Electricity
1) Where Europe Stands Now
EU-27, 2024: Renewables rose from 34% (2019) to 47% (2024); solar overtook coal for the first time; wind remained the 2nd-largest source.
Q1-2025: Renewables share eased to 42.5% (vs 46.8% in Q1-2024) as wind/hydro output fell; solar rose from 41 TWh → 55 TWh YoY but couldn’t fully offset.
Global context: Renewables supplied ~one-third of world power in 2024; clean (RE+nuclear) covered ~two-fifths.
2) What’s Driving (and Dragging) the Mix
Capacity buildout: IEA projects renewables’ electricity share rising from ~30% (2023) to ~46% (2030) globally; Europe is ahead but weather risk remains.

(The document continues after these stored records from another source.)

PR #107, opened 2022-12-12
Feature: node inlining

liss-h:
TODOs:

- [x] make other types (other than xsd:int) inlineable where applicable
- [x] think about inlining IRIs, BNodes => IRIs: no, not enough space, BNodes: no
- [x] rdf:langString inlining? => no, not enough space to be useful
- [x] some comments
- [x] resolve todos in code

### DIFF
--- a/src/rdf4cpp/rdf/Literal.cpp
+++ b/src/rdf4cpp/rdf/Literal.cpp
@@ -114,6 +114,13 @@ std::any Literal::value() const {
         return registry::LangStringRepr{
             .lexical_form = std::string{lit.lexical_form},
             .language_tag = std::string{lit.language_tag}};
+    }
+    else if (this->handle_.is_inlined()) {
+        auto const fi = registry::DatatypeRegistry::get_inlining_ops(datatype);
+        assert(fi != nullptr);
+
+        auto const inlined_value = this->handle_.node_id().literal_id().value;
+        return fi->from_inlined_fptr(inlined_value);
     } else if (auto const factory = registry::DatatypeRegistry::get_factory(datatype); factory != nullptr) {
         return factory(this->lexical_form());
     } else {
@@ -146,6 +153,19 @@ Literal Literal::make_lang_tagged_unchecked(std::string_view lexical_form, std::
                                              .language_tag = lang}),
                                      storage::node::identifier::RDFNodeType::Literal,
                                      node_storage.id()}};
+}
+
+Literal Literal::make_inlined_unchecked(uint64_t inlined_value, IRI const &datatype, Node::NodeStorage &node_storage) noexcept {
+    using namespace storage::node::identifier;
+
+    assert(inlined_value >> 42 == 0);
+    auto const type = static_cast<datatypes::registry::DatatypeIDView>(datatype);
+
+    return Literal{NodeBackendHandle{
+            NodeID{LiteralID{inlined_value}, type.is_fixed() ? type.get_fixed() : LiteralType::other()},
+            RDFNodeType::Literal,
+            node_storage.id(),
+            1}}; // TODO extract 1 into some constant
 }
 
 Literal Literal::make(std::string_view lexical_form, const IRI &datatype, Node::NodeStorage &node_storage) {
--- a/src/rdf4cpp/rdf/Literal.cpp
+++ b/src/rdf4cpp/rdf/Literal.cpp
@@ -23,12 +23,31 @@ Literal::Literal(std::string_view lexical_form, std::string_view lang, Node::Nod
     : Literal{make_lang_tagged_unchecked(lexical_form, lang, node_storage)} {}
 
 IRI Literal::datatype() const noexcept {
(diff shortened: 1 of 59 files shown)


liss-h:
- [x] Revalidate that we want the inlining tagging bit in the free tagging bits and not the literal type

comment by @bigerl: 3 tagging bits should still be enough and this way we keep more bits for payload

src/rdf4cpp/rdf/Literal.cpp
```diff
@@ -148,7 +187,19 @@ Literal Literal::make_lang_tagged_unchecked(std::string_view lexical_form, std::
...
 }
 
-Literal Literal::make(std::string_view lexical_form, const IRI &datatype, Node::NodeStorage &node_storage) {
+Literal Literal::make_inlined_unchecked(uint64_t inlined_value, storage::node::identifier::LiteralType fixed_id, Node::NodeStorage &node_storage) noexcept {
+    using namespace storage::node::identifier;
+
+    assert(inlined_value >> LiteralID::width == 0);
+    assert(fixed_id != LiteralType::other());
+
+    return Literal{NodeBackendHandle{NodeID{LiteralID{inlined_value}, fixed_id},
```
liss-h, line 196: This does not work if a custom node storage implementation does not automatically insert the fixed id types on creation. Should I fix this or is such a node storage implementation considered wrong?

bigerl: A correct NodeStorage implementation must adhere to the rule that certain values of certain types are not stored. This should be clearly stated in the documentation.

tests/util/tests_Inlining.cpp
```diff
@@ -0,0 +1,104 @@
...
+        CHECK(lit2.backend_handle().is_inlined());
+        CHECK(lit1 == lit2);
+
+        auto const extracted1 = lit1.template value<xsd::Long>();
+        auto const extracted2 = lit2.value();
+        CHECK(extracted1 == i);
+        CHECK(std::any_cast<xsd::Long::cpp_type>(extracted2) == i);
+    }
+
+    TEST_CASE("negative 64bit int not-inlining") {
```
bigerl: Small negative numbers should also be inlined. I would suggest 42 bit two's complement for storing it, or, alternatively storing the sign in the MSB. Both should still be much faster convertible to the target type than a hash map lookup.

This should be implemented for Integer as well.

src/rdf4cpp/rdf/datatypes/registry/util/Inlining.hpp
```diff
@@ -56,9 +66,83 @@ constexpr P pack(T value) noexcept {
...
+    if constexpr (sizeof(T) * 8 <= bits) {
+        return pack<P>(value);
+    } else if constexpr (std::unsigned_integral<T>) {
+        if (value >= (T{1} << bits)) [[unlikely]] {
+            return std::nullopt;
+        }
+
+        return pack<P>(value);
+    } else {
+        if (auto const boundary = T{1} << (bits - 1); value >= boundary || value < -boundary) [[unlikely]] {
```
bigerl:
```
auto constexpr boundary = T{1} << (bits - 1);
```

could probably be constexpr

tests/nodes/tests_Literal.cpp
```diff
@@ -14,7 +14,8 @@ TEST_CASE("Literal - Check for only lexical form") {
     CHECK(lit1.is_literal());
     CHECK(not lit1.is_variable());
     CHECK(not lit1.is_iri());
-    CHECK(lit1.lexical_form() == "Bugs Bunny");
+    lit1.lexical_form() == "Bugs Bunny";
```
bigerl: I think that is a left over from the PG tests. Please remove Bugs Bunny and any other similar names from the tests.

src/rdf4cpp/rdf/Literal.hpp
```diff
@@ -63,26 +64,41 @@ class Literal : public Node {
...
 
     /**
      * Creates a language-tagged Literal directly without any safety checks
      */
     [[nodiscard]] static Literal make_lang_tagged_unchecked(std::string_view lexical_form, std::string_view lang, NodeStorage &node_storage) noexcept;
 
+    /**
+     * Creates an inlined Literal without any safety checks
+     */
+    [[nodiscard]] static Literal make_inlined_typed_unchecked(uint64_t inlined_value, storage::node::identifier::LiteralType fixed_id, NodeStorage &node_storage) noexcept;
```
bigerl, line 99: document parameter inlined_value. It should explain what's expected here because a uint64_t is used

bigerl (changes requested):
Looks good. Very nice that you managed to inline all number types. Some little tiny things and we are ready to merge.

tests/nodes/tests_Literal.cpp
liss-h: Not sure I understand what you mean. I see the error and fixed that but idk what that has to do with the name

bigerl: I would like to have the mention of the Warner compic character "Bugs Bunny" removed and replaced by sth neutral

bigerl (approved):

PR #108, opened 2022-12-14
Fix Coverage

nkaralis:


nkaralis:
This PR fixes the issues related to:

- calculating coverage statistics
- sending the report to coveralls (https://coveralls.io/builds/55194184)

Coveralls has not commented on this PR (it should appear in the checks). I would like for us to give it a try in a fresh  PR and in case it does not work, I will investigate it further. Should I close this and open a new PR?

bigerl:
Would make sense. If it also doen't work, would codecov.io with this [github action](https://github.com/codecov/codecov-action) also be an option? What do you think.

Issue #99, opened 2022-11-28
Feature: 17.4.3 Functions on Strings


liss-h:
https://www.w3.org/TR/sparql11-query/#func-strings

- [x] 17.4.3.2 STRLEN
- [x] 17.4.3.3 SUBSTR
- [x] 17.4.3.4 UCASE
- [x] 17.4.3.5 LCASE
- [x] 17.4.3.6 STRSTARTS
- [x] 17.4.3.7 STRENDS
- [x] 17.4.3.8 CONTAINS
- [x] 17.4.3.9 STRBEFORE
- [x] 17.4.3.10 STRAFTER
- [x] 17.4.3.11 ENCODE_FOR_URI
- [x] 17.4.3.12 CONCAT
- [x] 17.4.3.13 langMatches
- [x] 17.4.3.14 REGEX
  - should preferably be implemented with [hyperscan](https://github.com/intel/hyperscan/tree/develop)
- [x] 17.4.3.15 REPLACE

PR #115, opened 2023-01-10
Feature: misc functions on literals

### LINKED ISSUE #97: Feature: 17.4.4 Functions on Numerics
https://www.w3.org/TR/sparql11-query/#func-numerics

- [x] 17.4.4.1 abs
- [x] 17.4.4.2 round
- [x] 17.4.4.3 ceil
- [x] 17.4.4.4 floor
- [x] 17.4.4.5 RAND

### LINKED ISSUE #134: Enhancement: provide an efficient way to compare the datatype of literals with another datatype
Currently to compare the datatype of literals one has to

```c++
Literal lit = ...unknown literal...;
bool dt_eq = lit.datatype() == IRI{datatypes::xsd::String::identifier};
```
Which potentially involves 2 unecessary backend calls. Instead a function should provided that makes use of DatatypeIds to compare.

```c++
struct Literal {
    template<LiteralDatatype T>
    bool is() const noexcept;

    bool is(IRI const &datatype) const noexcept;
};
```

### LINKED ISSUE #136: Perf Bug: Literal::compare_impl should check backend handles for early exit
if the handles are equal we can do an early exit with `equal` which is currently not done

liss-h:
This PR resolves #97 and #99 (at least partially).

Currently missing:
- [`ENCODE_FOR_URI`](https://www.w3.org/TR/sparql11-query/#func-encode)
- ~~[`langMatches`](https://www.w3.org/TR/sparql11-query/#func-langMatches)~~

Other notes:
- ~~the regex matching is currently implemented with `std::regex`~~

Also added some user defined literal/iri/bnode operators to make literal construction less verbose


src/rdf4cpp/rdf/Literal.hpp
```diff
@@ -277,6 +313,255 @@ class Literal : public Node {
...
+     * @warning 1-based indexing
+     *
+     * @param start position of the first character
+     * @param len requested length of the substring
+     * @return the characters in this whose position P satisfy: P >= round(start) && P < round(start) + round(len) or the null literal if
+     *      - this is not string-like
+     *      - start is not xsd:double or derived from it
+     *      - len is not xsd:double or derived from it
+     */
+    [[nodiscard]] Literal substr(Literal const &start,
```
liss-h, line 752: What's your opinion on the two `substr` overloads having different behaviour?
- `substr(size_t, size_t, NodeStorage &)` behaves like `std::string_view::substr`
- `substr(Literal const &, Literal const &, NodeStorage &)` behaves as per [XPATH spec](https://www.w3.org/TR/xpath-functions/#func-substring) (you should read it, its weird 😅)

Note: my intention for having two overloads for each function was to have one version that is useful when working in "C++-land" and one version that is useful in "RDF-land" e.g. for query evaluation.

Argument for keeping is this way:
The XPATH spec is weird and the first overload is supposed to be useful in "C++-land" and a `substr(double, double)` is not what anyone would expect from a `substr` function in the context of C++. Especially not the 1-based indexing and handling of negative values.

Argument for making them consistent:
Well they are consistent then, but then we have to choose one behaviour and either move the XPATH weirdness into query evaluation or live with not having a proper C++y interface here.

bigerl: Let's keep both substr versions. I agree the definition is wild. Overhead seems little.

bigerl:
Question: Does substr in xsd count unicode characters or `char`? Unicode characters can span multiple `char`s.

liss-h:
> Question: Does substr in xsd count unicode characters or `char`? Unicode characters can span multiple `char`s.

"Definition: A character is an atomic unit of text as specified by ISO/IEC 10646:2000 [[ISO/IEC 10646]](https://www.w3.org/TR/REC-xml/#ISO10646). Legal characters are tab, carriage return, line feed, and the legal characters of Unicode and ISO/IEC 10646. [...]"

"any Unicode character, excluding the surrogate blocks, FFFE, and FFFF."

So I guess it counts `Unicode Scalar Values` (?)

Not sure but maybe this function works: [mblen](https://en.cppreference.com/w/c/string/multibyte/mblen)

liss-h:
~~Currently waiting on #122 merge to be able to implement `langMatches`.~~ 👍

liss-h:
Using utfcpp for unicode stuff now.
Also considered icu but it had problems with building on clang and the interface is very different to stdlib and also ineffiecient for our usecase.

src/rdf4cpp/rdf/datatypes/registry/DatatypeRegistry.hpp
```diff
@@ -282,6 +295,44 @@ class DatatypeRegistry {
...
+            // conversion does not convert to correct type
+            return nullptr;
+        }
+
+        return &conv;
+    }
+
+    inline static RuntimeConversionEntry const *get_supertype_conversion(DatatypeIDView const sub, DatatypeIDView const super) noexcept {
+        auto const sub_table = get_conversion_table(sub);
+        if (sub_table == nullptr) {
```
bigerl: Is this used anywhere?

src/rdf4cpp/rdf/datatypes/registry/DatatypeRegistry.hpp
```diff
@@ -282,6 +295,44 @@ class DatatypeRegistry {
...
                                                                                      size_t rhs_init_soff = 0) noexcept;
 
+    /**
+     * Tries to find a conversion to convert a subtype to the given supertype
+     *
+     * @param sub table of type to convert
+     * @param super table of conversion target
+     * @return the conversion if there is one, otherwise if sub is not a subtype of super nullptr
+     */
+    inline static RuntimeConversionEntry const *get_supertype_conversion(RuntimeConversionTable const &sub, RuntimeConversionTable const &super) noexcept {
```
bigerl: Is this used anywhere (except in get_supertype_conversion below)?

src/rdf4cpp/rdf/datatypes/registry/DatatypeRegistry.hpp
```diff
@@ -273,6 +278,14 @@ class DatatypeRegistry {
      */
     [[nodiscard]] static InliningOps const *get_inlining_ops(DatatypeIDView datatype_id) noexcept;
 
+    inline static RuntimeConversionTable const *get_conversion_table(DatatypeIDView const datatype_id) noexcept {
```
bigerl, line 281: Is this used anywhere (except in get_supertype_conversion below)?

src/rdf4cpp/rdf/datatypes/owl/Rational.cpp
```diff
@@ -2,6 +2,15 @@
 
 namespace rdf4cpp::rdf::datatypes::registry {
 
+static owl::Rational::cpp_type simplify(owl::Rational::cpp_type const &r) noexcept {
+    auto const divisor = gcd(numerator(r), denominator(r));
```
bigerl: This looks strange. Given r = 2/4 (=.5); divisor would be gcd(2,4) = 2- so 2/4 simplified would be 2/4/2 (= .25). 

Or am I overlooking sth?

src/rdf4cpp/rdf/datatypes/owl/Rational.cpp
```diff
@@ -48,6 +59,35 @@ std::partial_ordering capabilities::Comparable<owl_rational>::compare(cpp_type c
...
+
+template<>
+nonstd::expected<capabilities::Numeric<owl_rational>::floor_result_cpp_type, DynamicError> capabilities::Numeric<owl_rational>::floor(cpp_type const &operand) noexcept {
+    return static_cast<boost::multiprecision::cpp_int>(operand);
+}
+
+template<>
+nonstd::expected<capabilities::Numeric<owl_rational>::ceil_result_cpp_type, DynamicError> capabilities::Numeric<owl_rational>::ceil(cpp_type const &operand) noexcept {
+    auto const integral = static_cast<boost::multiprecision::cpp_int>(operand);
+    auto const rest = numerator(operand) % denominator(operand);
```
bigerl, line 90: I don't get why the rest thing is necessary. Shouldn't casting to integral simply result in an ceil already?

src/rdf4cpp/rdf/datatypes/owl/Rational.cpp
```diff
@@ -48,6 +59,35 @@ std::partial_ordering capabilities::Comparable<owl_rational>::compare(cpp_type c
...
 }
 
+template<>
+nonstd::expected<capabilities::Numeric<owl_rational>::abs_result_cpp_type, DynamicError> capabilities::Numeric<owl_rational>::abs(cpp_type const &operand) noexcept {
+    return boost::multiprecision::abs(operand);
+}
+
+template<>
+nonstd::expected<capabilities::Numeric<owl_rational>::round_result_cpp_type, DynamicError> capabilities::Numeric<owl_rational>::round(cpp_type const &operand) noexcept {
+    auto const integral_part = numerator(operand) / denominator(operand);
```
bigerl:
```c++
auto const integral_part = static_cast<boost::multiprecision::cpp_int>(operand);
```

as below?

src/rdf4cpp/rdf/datatypes/owl/Rational.cpp
```diff
@@ -48,6 +59,35 @@ std::partial_ordering capabilities::Comparable<owl_rational>::compare(cpp_type c
     }
 }
 
+template<>
+nonstd::expected<capabilities::Numeric<owl_rational>::abs_result_cpp_type, DynamicError> capabilities::Numeric<owl_rational>::abs(cpp_type const &operand) noexcept {
+    return boost::multiprecision::abs(operand);
+}
+
+template<>
+nonstd::expected<capabilities::Numeric<owl_rational>::round_result_cpp_type, DynamicError> capabilities::Numeric<owl_rational>::round(cpp_type const &operand) noexcept {
```
bigerl, line 71: Why do rational round and ceil have custom implementations instead of using boost functions like in real?

bigerl (changes requested):
Partial review: abs, round, floor, ceil 

Thx for the PR. Some  things are unclear to me. Please review the comments below.

src/rdf4cpp/rdf/regex/Regex.hpp
```diff
@@ -0,0 +1,94 @@
...
+    struct Impl;
+    std::unique_ptr<Impl> impl;
+
+public:
+    /**
+     * Tries to compile a regex.
+     * The syntax follows google's RE2 library.
+     *
+     * @param regex the regex to compile
+     * @param flags compilation flags
```
bigerl: Compilation Flag sounds like this decides if the regex is (pre-)compiled/optimized. I would suggest something like "flags to configure the regex mode".

src/rdf4cpp/rdf/regex/private/RegexReplacerImpl.cpp
```diff
@@ -0,0 +1,86 @@
...
+ * equivalent construct in the RE2 replacement syntax
+ *
+ * @param s rewrite string in libpcre syntax
+ * @return rewrite string in RE2 syntax
+ */
+static std::string translate_rewrite(std::string_view const s) {
+    std::string res{s};
+
+    auto pos = res.find_first_of('$');
+    while (pos != std::string_view::npos) {
```
bigerl: unsigned underflow is well defined in C++ and string_view's npos builds on it. So I would suggest to use it here. 

```c++
while (pos != std::string_view::npos) {
        if (pos == 0UL) {
            // is at start, cannot be escaped => replace
            replace(res, 0UL);
        } else {
            // find start of potential backslash sequence preceding the '$'
            auto const end = pos;
            auto before_start = end - 1UL;
            while (before_start != std::string_view::npos && res[before_start] == '\\') {
                --before_start;
            }

            if (auto const count = end - (before_start + 1UL); count % 2UL == 0UL) {
                // even number of '\' preceding '$' => not escaped => replace
                replace(res, pos);
            } else {
                // uneven number of '\' preceding '$' => escaped => remove escape char as RE2 does not require to escape '$'
                res.erase(pos - 1UL, 1UL);
                pos -= 1UL;
            }
        }

        pos = res.find_first_of('$', pos + 1UL);
    }
```

src/rdf4cpp/rdf/util/private/Utf8.hpp
```diff
@@ -0,0 +1,6 @@
+// Work around different directory structure for utfcpp when using conan vs fetch content
```
bigerl: I guess it is time now to introduce an folder private at the root level that contains the (relevant parts of the) same folder structure. Things that are used only in cpp files should live there. This also applies to parts of the parser, I think.

src/rdf4cpp/rdf/BlankNode.cpp
```diff
@@ -23,4 +23,12 @@ std::ostream &operator<<(std::ostream &os, const BlankNode &node) {
     return os;
 }
 
+
+inline namespace literals {
```
bigerl: I like the idea of string literals but the name literals is here a bit ambiguous. How about shorthands?

src/rdf4cpp/rdf/Literal.hpp
```diff
@@ -314,6 +381,319 @@ class Literal : public Node {
...
+     * @param len requested length of the substring
+     * @return the characters in this whose position P satisfy: P >= start && P < start + len or the null literal if
+     *      - this is not string-like
+     */
+    [[nodiscard]] Literal substr(size_t start,
+                                 size_t len = std::string_view::npos,
+                                 NodeStorage &node_storage = NodeStorage::default_instance()) const noexcept;
+
+    /**
+     * TODO: should both substr version behave identically?
```
bigerl: No

src/rdf4cpp/rdf/datatypes/owl/Rational.cpp
liss-h: No, you are right. The idea was dividing both numerator and denominator by divisor. Don't ask me why I thought these were equivalent 😅

src/rdf4cpp/rdf/datatypes/owl/Rational.cpp
liss-h: because boost does not provide specializations of these functions for `rational`

src/rdf4cpp/rdf/datatypes/owl/Rational.cpp
liss-h: ~~Casting to integral is usually a floor not a ceil. Thats why the rest thingy is there~~ Oh ok I think you meant that and just wrote ceil by accident. Yes makes sense

src/rdf4cpp/rdf/datatypes/registry/DatatypeRegistry.hpp
liss-h: I'm not sure what I originally used that for but it appears unused now.

tests/nodes/tests_Literal.cpp
```diff
@@ -457,3 +459,237 @@ TEST_CASE("Literal - casting") {
...
+        SUBCASE("same thread") {
+            auto const l1 = Literal::generate_random_double();
+            auto const l2 = Literal::generate_random_double();
+
+            CHECK(l1 >= 0.0_xsd_double);
+            CHECK(l1 < 1.0_xsd_double);
+
+            CHECK(l2 >= 0.0_xsd_double);
+            CHECK(l2 < 1.0_xsd_double);
+            CHECK(l1 != l2);
```
bigerl: please add a short comment that this check is non-deterministic. Will most probably never fail but should be documented.

tests/nodes/tests_Literal.cpp
```diff
@@ -457,3 +459,237 @@ TEST_CASE("Literal - casting") {
...
+            auto const l1 = Literal::generate_random_double();
+            Literal l2;
+
+            std::thread t{[&]() {
+                l2 = Literal::generate_random_double();
+            }};
+
+            t.join();
+
+            CHECK(l1 != l2);
```
bigerl: same as above

src/rdf4cpp/rdf/datatypes/registry/DatatypeRegistry.hpp
liss-h: But I guess its a maybe useful accessor if you only want the table. If every other capability gets it's own accessor I guess this makes sense to have (?)

src/rdf4cpp/rdf/datatypes/registry/DatatypeRegistry.hpp
liss-h: Not sure what the original usage for that was, but appears unused.

tests/nodes/tests_Literal.cpp
```diff
@@ -457,3 +459,237 @@ TEST_CASE("Literal - casting") {
...
+        CHECK("abracadabra"_xsd_string .regex_replace("bra"_xsd_string, "*"_xsd_string) == "a*cada*"_xsd_string);
+        CHECK("abracadabra"_xsd_string .regex_replace("a.*a"_xsd_string, "*"_xsd_string) == "*"_xsd_string);
+        CHECK("abracadabra"_xsd_string .regex_replace("a.*?a"_xsd_string, "*"_xsd_string) == "*c*bra"_xsd_string);
+        CHECK("abracadabra"_xsd_string .regex_replace("a"_xsd_string, ""_xsd_string) == "brcdbr"_xsd_string);
+        CHECK("abracadabra"_xsd_string .regex_replace("a(.)"_xsd_string, "a$1$1"_xsd_string) == "abbraccaddabbra"_xsd_string);
+        CHECK("AAAA"_xsd_string .regex_replace("A+"_xsd_string, "b"_xsd_string) == "b"_xsd_string);
+        CHECK("AAAA"_xsd_string .regex_replace("A+?"_xsd_string, "b"_xsd_string) == "bbbb"_xsd_string);
+        CHECK("darted"_xsd_string .regex_replace("^(.*?)d(.*)$"_xsd_string, "$1c$2"_xsd_string) == "carted"_xsd_string);
+
+        // 'The expression fn:replace("abracadabra", ".*?", "$1") raises an error, because the pattern matches the zero-length string'
```
bigerl, line 683: What exactly are the problems here? If it turns out to be complex, I would suggest to create an issue, fix the other things in ths PR and merge.

tests/util/tests_Regex.cpp
```diff
@@ -0,0 +1,76 @@
...
+            {
+                std::string s = "Hello 99 World";
+                r.make_replacer(R"(\\\\$0)").regex_replace(s);
+                CHECK(s == R"(Hello \\9\\9 World)");
+            }
+        }
+
+        SUBCASE("stray backslash") {
+            // TODO
+            // CHECK_THROWS(r.make_replacer(R"(Hello \ World)"));
```
bigerl, line 73: Also something for an issue?

bigerl (changes requested):
Review of the rest. 
This covers quite a lot: Regex, functions on strings, C++ literals (very nice idea BTW) and additions to CowString. Great work. All looks pretty well already. Some points that still need a little attention are listed below.

src/rdf4cpp/rdf/regex/Regex.hpp
liss-h: But the regex does get pre-compiled. See https://github.com/google/re2/wiki/CplusplusAPI#pre-compiled-regular-expressions

tests/util/tests_Regex.cpp
liss-h: This shouldn't work because it's an invalid escape (even in RE2 syntax as far as I can tell).
RE2 just accepts it and does some weird things here. I probably need to change the translation somehow to catch these cases manually.

liss-h: I.e. with regex r = `[0-9]` this passes:

```
std::string s = "Hello 1 World";
r.make_replacer(R"(Hello \ World)").regex_replace(s);
CHECK(s == "Hello Hello  World");
```

tests/nodes/tests_Literal.cpp
liss-h: This is basically behaviour coming from RE2 and I'm not sure how to fix it from the outside.

liss-h: opened an issue #132

tests/util/tests_Regex.cpp
bigerl: I would guess it is an escaped space. Like in Latex `\ `.

src/rdf4cpp/rdf/regex/Regex.hpp
bigerl: Yes but to me the phrase "compilation flag" sounds as if this flag would control if the regex gets pre-compiled.

The relevant part is that this flag decides if the resulting rdf4cpp Regex object will work in the modes DotAll, CaseInsensitive and/or Literal. The following is a guess: The flags would also be applicable if the backend regex implementation would not be used in pre-compiled mode.

tests/util/tests_Regex.cpp
liss-h: Do you think the behaviour is fine this way or is it important that we catch that?

liss-h: I just noticed something. Everything after a `\` which is not part of a reference to the match in the replacement string just gets deleted. You can see it in the example I gave above and also:

```
std::string s = "0";
r.make_replacer(R"(Hello \hgfhf World)").regex_replace(s);
CHECK(s == "Hello ");
```

It doesn't seem to matter what comes after the backslash if it isnt another backslash or a number the rest of the replacement just gets ignored. Why

bigerl: That is very odd. I would say we have for now some preliminary regex support. We state that the syntax follows google RE2. So users are warned. I would first complete features and then come back to this kind of fine-tuning. So, please document it in a issue and then mark this conversation as resolved.

src/rdf4cpp/rdf/util/private/Utf8.hpp
liss-h: Do you mean

```
- src
    - rdf4cpp
    - private
```

Or
```
- src
    - rdf4cpp
        - private
```

?

bigerl: I mean 
./src/rdf4cpp/ ...
./private/rdf4cpp/ ...

liss-h:
This PR now also addresses #136 #134

bigerl (approved):
Changes for https://github.com/rdf4cpp/rdf4cpp/issues/136 and https://github.com/rdf4cpp/rdf4cpp/issues/134 look fine

bigerl (changes requested):
Ready to merge after conflicts with develop are resolved

tests/util/tests_Regex.cpp
liss-h: #141

bigerl (approved):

Policy floor: AFIR, REPowerEU, and ETS tighten the screws on fossil generation and ease grid connection/permits for wind/solar and storage. (Trend synthesis from Ember & EU updates.)
System flexibility: Storage, interconnectors, demand response, and electrification loads (EVs, heat pumps, data centers) require smarter balancing (IEA, Electricity 2024/25).
3) 2025 Priorities into 2030
Weather-proofing the mix: More firm clean (hydro+pumped, nuclear life-extension) and storage to cushion low-wind periods.
Accelerated grids: Cross-border capacity and dynamic congestion management to unlock stranded renewables.
Markets that reward flexibility: Locational signals, capacity for fast reserve, and time-of-use retail pricing.
Cultural note (EU): Cross-border travel and pan-EU commerce make interoperable, low-carbon power and transparent guarantees of origin increasingly visible to consumers and corporates.